[ABOUT THIS TASK] Below are records; please set down exactly the lines from the first through the one containing "I know this".
......
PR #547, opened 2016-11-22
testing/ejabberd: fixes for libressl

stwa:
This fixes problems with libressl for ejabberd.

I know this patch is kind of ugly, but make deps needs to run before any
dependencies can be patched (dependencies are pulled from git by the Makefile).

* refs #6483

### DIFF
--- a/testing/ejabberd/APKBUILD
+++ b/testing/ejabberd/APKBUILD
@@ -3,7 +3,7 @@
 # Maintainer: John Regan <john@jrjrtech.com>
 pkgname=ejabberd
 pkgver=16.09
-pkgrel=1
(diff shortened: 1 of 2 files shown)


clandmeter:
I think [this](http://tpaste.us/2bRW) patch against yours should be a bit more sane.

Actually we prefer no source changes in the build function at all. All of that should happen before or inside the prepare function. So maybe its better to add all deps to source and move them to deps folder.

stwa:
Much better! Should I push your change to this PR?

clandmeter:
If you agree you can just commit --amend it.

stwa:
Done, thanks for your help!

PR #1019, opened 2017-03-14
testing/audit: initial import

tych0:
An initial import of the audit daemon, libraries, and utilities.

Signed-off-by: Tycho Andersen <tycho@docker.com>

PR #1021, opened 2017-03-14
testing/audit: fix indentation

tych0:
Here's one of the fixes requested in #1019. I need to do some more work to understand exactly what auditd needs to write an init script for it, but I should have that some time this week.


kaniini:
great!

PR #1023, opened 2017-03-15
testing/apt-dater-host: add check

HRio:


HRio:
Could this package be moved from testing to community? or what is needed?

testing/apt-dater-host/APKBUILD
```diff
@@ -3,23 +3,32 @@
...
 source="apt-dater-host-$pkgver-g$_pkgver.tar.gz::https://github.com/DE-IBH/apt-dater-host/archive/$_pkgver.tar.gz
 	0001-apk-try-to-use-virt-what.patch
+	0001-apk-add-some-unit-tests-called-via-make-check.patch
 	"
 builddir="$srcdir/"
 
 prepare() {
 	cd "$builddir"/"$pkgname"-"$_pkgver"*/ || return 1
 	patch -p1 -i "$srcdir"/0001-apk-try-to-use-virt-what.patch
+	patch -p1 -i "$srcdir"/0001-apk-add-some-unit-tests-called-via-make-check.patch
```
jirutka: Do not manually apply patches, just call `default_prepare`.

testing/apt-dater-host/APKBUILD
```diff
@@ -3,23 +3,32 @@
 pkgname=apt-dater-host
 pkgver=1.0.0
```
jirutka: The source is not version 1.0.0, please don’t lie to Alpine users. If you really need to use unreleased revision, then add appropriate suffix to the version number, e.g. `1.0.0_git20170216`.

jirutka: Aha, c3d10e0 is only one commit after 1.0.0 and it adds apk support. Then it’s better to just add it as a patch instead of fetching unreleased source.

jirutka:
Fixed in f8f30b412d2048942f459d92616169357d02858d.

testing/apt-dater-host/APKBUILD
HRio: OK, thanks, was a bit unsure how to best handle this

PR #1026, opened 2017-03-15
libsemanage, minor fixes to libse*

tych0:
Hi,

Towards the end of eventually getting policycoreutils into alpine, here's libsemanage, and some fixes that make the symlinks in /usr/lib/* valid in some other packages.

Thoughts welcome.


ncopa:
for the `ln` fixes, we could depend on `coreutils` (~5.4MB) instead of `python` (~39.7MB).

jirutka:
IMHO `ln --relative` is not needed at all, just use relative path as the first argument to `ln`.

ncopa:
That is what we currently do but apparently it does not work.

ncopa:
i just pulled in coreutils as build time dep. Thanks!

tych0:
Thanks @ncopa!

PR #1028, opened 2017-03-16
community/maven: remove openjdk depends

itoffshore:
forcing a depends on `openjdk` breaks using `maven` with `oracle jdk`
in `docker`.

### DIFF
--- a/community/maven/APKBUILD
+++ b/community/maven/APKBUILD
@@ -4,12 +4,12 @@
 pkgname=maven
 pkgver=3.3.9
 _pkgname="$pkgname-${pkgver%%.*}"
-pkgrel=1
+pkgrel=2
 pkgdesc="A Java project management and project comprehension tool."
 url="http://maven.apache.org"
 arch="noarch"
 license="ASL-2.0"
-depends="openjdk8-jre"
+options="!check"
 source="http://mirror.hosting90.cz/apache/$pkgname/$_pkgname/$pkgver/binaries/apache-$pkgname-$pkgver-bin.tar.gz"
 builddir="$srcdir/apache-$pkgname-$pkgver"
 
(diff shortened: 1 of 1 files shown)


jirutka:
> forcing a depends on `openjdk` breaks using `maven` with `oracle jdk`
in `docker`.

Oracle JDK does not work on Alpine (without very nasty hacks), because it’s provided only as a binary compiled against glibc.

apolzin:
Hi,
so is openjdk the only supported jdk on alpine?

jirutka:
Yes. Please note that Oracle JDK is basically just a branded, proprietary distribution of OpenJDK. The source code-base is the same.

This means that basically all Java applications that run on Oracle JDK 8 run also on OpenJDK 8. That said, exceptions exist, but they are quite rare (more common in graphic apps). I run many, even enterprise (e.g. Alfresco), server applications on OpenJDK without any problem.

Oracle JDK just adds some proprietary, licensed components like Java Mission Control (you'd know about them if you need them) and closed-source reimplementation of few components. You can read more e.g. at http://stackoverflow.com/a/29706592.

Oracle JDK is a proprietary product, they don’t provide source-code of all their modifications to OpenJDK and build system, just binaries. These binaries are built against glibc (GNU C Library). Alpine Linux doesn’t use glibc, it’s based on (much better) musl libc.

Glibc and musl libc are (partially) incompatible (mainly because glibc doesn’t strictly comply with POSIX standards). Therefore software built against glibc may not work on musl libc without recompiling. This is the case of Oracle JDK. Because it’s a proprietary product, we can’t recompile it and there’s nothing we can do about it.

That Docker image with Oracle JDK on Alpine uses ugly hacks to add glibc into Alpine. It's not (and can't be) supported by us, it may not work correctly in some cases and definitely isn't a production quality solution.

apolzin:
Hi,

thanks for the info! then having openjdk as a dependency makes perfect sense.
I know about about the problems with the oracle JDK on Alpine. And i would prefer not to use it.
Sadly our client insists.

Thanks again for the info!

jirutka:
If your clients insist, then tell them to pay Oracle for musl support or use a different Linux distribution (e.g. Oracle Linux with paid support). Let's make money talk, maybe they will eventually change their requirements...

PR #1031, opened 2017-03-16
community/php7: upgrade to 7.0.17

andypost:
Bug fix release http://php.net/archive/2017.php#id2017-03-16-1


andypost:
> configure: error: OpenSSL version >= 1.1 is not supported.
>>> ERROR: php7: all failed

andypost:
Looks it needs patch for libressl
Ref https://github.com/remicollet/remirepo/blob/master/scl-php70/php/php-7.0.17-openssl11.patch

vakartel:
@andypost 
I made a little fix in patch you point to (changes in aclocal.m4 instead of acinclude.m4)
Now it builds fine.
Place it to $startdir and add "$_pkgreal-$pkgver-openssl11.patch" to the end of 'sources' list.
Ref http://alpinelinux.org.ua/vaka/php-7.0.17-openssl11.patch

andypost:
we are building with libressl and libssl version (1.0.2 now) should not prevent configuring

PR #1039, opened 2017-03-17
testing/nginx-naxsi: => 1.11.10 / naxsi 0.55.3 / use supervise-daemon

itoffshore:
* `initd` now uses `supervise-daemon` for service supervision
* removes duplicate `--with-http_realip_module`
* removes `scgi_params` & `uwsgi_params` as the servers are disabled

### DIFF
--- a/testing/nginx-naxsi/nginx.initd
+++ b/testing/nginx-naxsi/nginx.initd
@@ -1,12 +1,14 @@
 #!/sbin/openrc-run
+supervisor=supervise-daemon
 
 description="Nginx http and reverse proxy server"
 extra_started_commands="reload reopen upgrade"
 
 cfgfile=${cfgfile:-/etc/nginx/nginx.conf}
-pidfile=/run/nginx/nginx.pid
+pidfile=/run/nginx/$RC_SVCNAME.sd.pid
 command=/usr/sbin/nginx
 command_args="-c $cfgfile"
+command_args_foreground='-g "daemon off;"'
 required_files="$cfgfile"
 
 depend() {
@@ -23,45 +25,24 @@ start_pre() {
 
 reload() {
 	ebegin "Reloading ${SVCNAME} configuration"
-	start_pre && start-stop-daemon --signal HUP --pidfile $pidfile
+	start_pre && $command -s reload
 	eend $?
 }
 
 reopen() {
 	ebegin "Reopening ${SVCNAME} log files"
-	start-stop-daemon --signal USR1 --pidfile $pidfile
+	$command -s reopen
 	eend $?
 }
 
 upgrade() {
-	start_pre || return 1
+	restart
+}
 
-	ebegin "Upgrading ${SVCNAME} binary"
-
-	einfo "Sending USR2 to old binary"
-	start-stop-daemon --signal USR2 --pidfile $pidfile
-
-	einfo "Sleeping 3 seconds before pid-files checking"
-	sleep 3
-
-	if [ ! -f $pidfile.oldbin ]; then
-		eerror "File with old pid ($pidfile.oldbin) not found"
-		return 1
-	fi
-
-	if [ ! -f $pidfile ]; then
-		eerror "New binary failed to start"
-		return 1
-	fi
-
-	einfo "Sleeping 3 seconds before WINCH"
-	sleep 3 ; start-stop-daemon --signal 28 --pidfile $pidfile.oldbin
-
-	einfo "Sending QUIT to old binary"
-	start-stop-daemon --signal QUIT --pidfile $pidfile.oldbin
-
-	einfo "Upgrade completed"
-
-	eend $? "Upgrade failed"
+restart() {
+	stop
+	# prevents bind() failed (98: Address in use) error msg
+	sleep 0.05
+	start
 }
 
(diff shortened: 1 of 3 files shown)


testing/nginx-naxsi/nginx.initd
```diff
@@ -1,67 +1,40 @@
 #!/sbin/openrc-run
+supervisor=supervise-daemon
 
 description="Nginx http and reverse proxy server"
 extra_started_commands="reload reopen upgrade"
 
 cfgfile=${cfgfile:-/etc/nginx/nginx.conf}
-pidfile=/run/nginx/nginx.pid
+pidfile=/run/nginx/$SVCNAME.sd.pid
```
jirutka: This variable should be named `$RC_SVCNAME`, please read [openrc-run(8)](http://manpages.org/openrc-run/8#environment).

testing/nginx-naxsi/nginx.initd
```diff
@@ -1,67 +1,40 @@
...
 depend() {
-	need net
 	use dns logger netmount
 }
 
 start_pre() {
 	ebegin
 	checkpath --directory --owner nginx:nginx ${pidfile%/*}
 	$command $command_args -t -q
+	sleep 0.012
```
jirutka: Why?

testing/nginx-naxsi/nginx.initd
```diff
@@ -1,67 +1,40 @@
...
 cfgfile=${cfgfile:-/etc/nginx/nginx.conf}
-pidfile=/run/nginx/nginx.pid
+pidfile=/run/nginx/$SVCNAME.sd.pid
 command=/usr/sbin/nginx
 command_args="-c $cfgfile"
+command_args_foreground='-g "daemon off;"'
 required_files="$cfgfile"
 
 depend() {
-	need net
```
......
[WRITTEN ANSWER]
PR #547, opened 2016-11-22
testing/ejabberd: fixes for libressl

stwa:
This fixes problems with libressl for ejabberd.

I know this patch is kind of ugly, but make deps needs to run before any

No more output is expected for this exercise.